Utah woman ordered by judge to hand her NUDE ‘boudoir album’ to her ex-husband in divorce proceedings because he wanted to keep it ‘for the sake of memory’
- Lindsay Marsh filed for divorce from her husband Chris in April 2021, after 25 years together
- He presented a list of items he wanted to keep from the wedding, including a series of nude boudoir photos she took years ago.
- The judge ordered her to hand over the book: she sued and was given the right to edit the photos to hide her body
- She said she felt violated by the judge’s ruling and plans to burn the original photo album
A Utah woman has said she was shocked when she was ordered by a judge to hand over a photo album of her “boudoir-style” nude photos to her ex-husband after he asked them to be part of their divorce.
Lindsay Marsh said she ordered the photos in the early years of her marriage, and wrote “loving” and intimate messages to him in the album.

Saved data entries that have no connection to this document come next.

PR #6111, opened 2026-03-12
Make our JS build process closer to webstatus

jrobbins:
We can't upgrade `eslint` because babel has a dependency on the old version.  So, this PR eliminates `babel`, `uglyJS`, `babel-minify`, and `gulp` and replaces them with a more direct call to `rollup` which now uses `terser`.  This makes chromestatus's JS build process closer to webstatus.dev and it should unblock our `eslint` upgrade.

---
*PR created automatically by Jules for task [9860918483722916965](https://jules.google.com/task/9860918483722916965) started by @jrobbins*

### DIFF
--- a/.github/workflows/ci.yml
+++ b/.github/workflows/ci.yml
@@ -41,7 +41,6 @@ jobs:
 
       - name: installation
         run: |
-          npm install -g gulp
           npm config set script-shell bash --global
           make setup
 
--- a/.github/workflows/web_tests.yml
+++ b/.github/workflows/web_tests.yml
@@ -43,9 +43,7 @@ jobs:
 
       - name: installation
         run: |
-          npm install -g gulp
-
-      - run: npm config set script-shell bash --global
+          npm config set script-shell bash --global
       - run: make setup
       - name: Install playwright browsers
         run: npx playwright install --with-deps
--- a/README.md
+++ b/README.md
@@ -21,7 +21,6 @@ For a one-click setup that leverages devcontainers, check out the devcontainer
     1. `gcloud components install beta`
 1. Install other developer tools commands
     1. node and npm.
-    1. Gulp: `npm install --global gulp-cli`
     1. Python virtual environment: `sudo apt install python3.11-venv`
 1. We recommend using node version 24
     1. Use `node -v` to check the default node version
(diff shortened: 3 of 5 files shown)


jrobbins:
@jules Good, now replace usage of the `babel-minify` module with the `terser` module for javascript minification.

jrobbins:
@jules.  Good.  Now, eliminate `gulp` and the file `gulpfile.babel.js`.  Instead have `Makefile` call roll-up directly and create a new roll-up config file that accomplishes the same goal as the old `gulpfile.babel.js` file.

jcscottiii:
@jules You'll want to adjust this comment on this line which still refers to babel
https://github.com/GoogleChrome/chromium-dashboard/blob/1af74ca3ff7a60e68f142ff195db9ed5d18e3dec/client-src/components.js#L5

jcscottiii:
It may not work because I prematurely sent it 😢. But here's another one.

@jules, Adjust this comment because it also refers to babel still: https://github.com/GoogleChrome/chromium-dashboard/blob/1af74ca3ff7a60e68f142ff195db9ed5d18e3dec/README.md?plain=1#L45

Makefile
```diff
@@ -37,13 +37,16 @@ stop-emulator:
 
 build: tsc-clean
 	npx tsc
-	npx gulp
+	mkdir -p static/css
+	cp node_modules/@shoelace-style/shoelace/dist/themes/light.css static/css/base.css
```
jcscottiii, line 41: One thing I do that is different is that in webstatus, we import our external css files at the same time when we import the components:

https://github.com/GoogleChrome/webstatus.dev/blob/d3a6450914563406764e20b336d752a069096892/frontend/src/static/js/index.ts#L39

Not sure if that matters. But something you may want to consider. You would need to use [rollup-plugin-css-only](https://github.com/GoogleChrome/webstatus.dev/blob/d3a6450914563406764e20b336d752a069096892/frontend/rollup.config.mjs#L20) though.

jrobbins:
@jules You'll want to adjust this comment on this line which still refers to babel

https://github.com/GoogleChrome/chromium-dashboard/blob/1af74ca3ff7a60e68f142ff195db9ed5d18e3dec/client-src/components.js#L5

Makefile
jrobbins: I like that.  I'll come back to that after I accomplish the main goal of getting eslint upgraded.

But when she filed for divorce in April 2021 after 25 years of separation, her ex-husband Chris Marsh said he wanted to keep the album for the memories.

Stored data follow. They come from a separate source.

PR #6129, opened 2026-03-18
add explainer_links in form-definition.ts for all feature types

### LINKED ISSUE #5826: "Explainer Link" field should be available for all feature types
per conversations, this field is always useful to DevRel if it is available.

szy196:
resolves #5826


DanielRyanSmith (approved):
Thanks for fixing this! This will make it so that everyone can provide explainer links for the WPT coverage reports. 🙂

PR #6132, opened 2026-03-19
Use rollup for combined CSS.

jrobbins:
This is a follow-up to #6111 to address a review comment https://github.com/GoogleChrome/chromium-dashboard/pull/6111#discussion_r2926637815

In this PR:
* Use a `rollup` plugin to copy/combine CSS files rather than just unix `cp` in `Makefile`.  We only have one file to process this way, but this establishes a pattern that could handle more.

“It’s violating and it’s incredibly embarrassing and humiliating,” she said.
“The only way I can hopefully protect someone else from the same situation is by telling my story and showing that this is the kind of thing he thinks is okay.”
Lindsay Marsh told The Salt Lake Tribune she was shocked when a judge ordered that she hand over her intimate photo album to her ex-husband as part of their divorce.
Marsh said she was shocked when her ex asked for the photo book and protested.
But Judge Michael Edwards, sitting in the 2nd District Court, sided with her ex-husband.
As a gesture, he told Marsh to return the book to the original photographer and have a copy made, with her body out.
Marsh went to the photographer, but the photographer refused, arguing that the images were art that should not be altered.
The judge then ruled in August of this year that Marsh must hand over the album to a third party, who would edit the images themselves.
“That person has to do whatever it takes to adjust the pages of the photos so that all the photos of… [Lindsay Marsh] be darkened and taken out in lingerie or that sort of thing or even without clothes,” he wrote in a statement shared with The Salt Lake Tribune.
“But the words are kept for the sake of memory.”
Marsh said the thought of handing the book to a stranger was even more traumatic, and called the judge’s clerk to make sure she hadn’t misunderstood the ruling.
“I just want to clarify,” she recalls. “The judge has ordered me to give naked photos of my body to a third party I don’t know without my permission?”
Judge Michael Edwards ruled that Marsh should hand over the footage to her ex, but said her body could be edited out of it
When the original photographer found out, she agreed to edit the photos.
“That’s even contradictory,” Marsh said.
‘Because these are things that were sensual and loving that I wrote to my husband that I loved. You’re my ex-husband now.’
Lindsay Marsh is required by law to keep the originals until December, in case her ex objects to any of the edits.
She then plans to have a burning party and throw them into the fire.
“It’s going to be great,” she said.
Chris Marsh told The Tribune that the books were full of memories, inscriptions and photographs, stressing that they were not “books of the inappropriate type.”
He said, “I cherish the fond memories we have had all these years as part of normal and appropriate exchanges between husband and wife, and I have tried to preserve them by having the inscriptions.”
He said their case raises broader questions for society.
“As boudoir photography becomes an increasingly common way for a couple to share intimacy, where is the line of appropriateness if they break up?”